Similar results hold for both geometries, independently of the ionic model employed or the scaling chosen. Despite higher average CPU timings for the deluxe scaling, all the other parameters are similar between the two scalings (the average number of nonlinear iterations are the same, for each ionic model).

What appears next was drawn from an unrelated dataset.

PR #854, opened 2018-11-28
Speed up and secure async process feature detection

lucatume:
Ticket: n/a

I found out, while working on another issue, that the feature detection of async process support could be sped up and made more robust to race conditions.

If we consider only vertices V in the coarse space, we observe that the number of linear iterations increases with the local size, as shown in Fig. 5. On the other hand, by adding edge and (V+E) and face (V+E+F) constraints in the primal space, we obtain a quasi-optimality condition, where the linear iterations remains bounded, except for the slab geometry with TP06 ionic model, where the ρ-scaling with the full primal space (V+E+F) behaves as the coarsest primal space (V).

Fig. 5
figure 5

Optimality tests on slab and ellipsoidal domains for the Bidomain decoupled solver, transmural ischemic region. Fixed number of subdomains 4 ⋅ 4 ⋅ 4. Increasing local size from 4 ⋅ 4 ⋅ 4 to 24 ⋅ 24 ⋅ 24. GMRES solver preconditioned by BDDC. Rogers–McCulloch (RMC) and Ten Tusscher–Panfilov (TP06) ionic models, in the presence of transmural ischemic region. Comparison between different scaling (dash-dotted ρ-scaling, continuous deluxe scaling) and different primal sets (V = vertices, E = edges, F = faces). Comparison of average number of linear iteration per time step

5 Conclusions

We have reviewed BDDC and FETI-DP preconditioners for fully implicit time discretizations of the Bidomain system, solved through a staggered strategy. We have presented extensive parallel numerical experiments testing the efficiency, scalability and robustness of the solver, both in case of complex ionic models and in the presence of regions with moderate ischemia. The results confirm the validity of the proposed solvers, enlarging the class of available methods for the numerical solution of complex reaction - diffusion models. Future studies should investigate alternatives to the Newton method, by exploring the potentiality of quasi-Newton and inexact-Newton algorithms.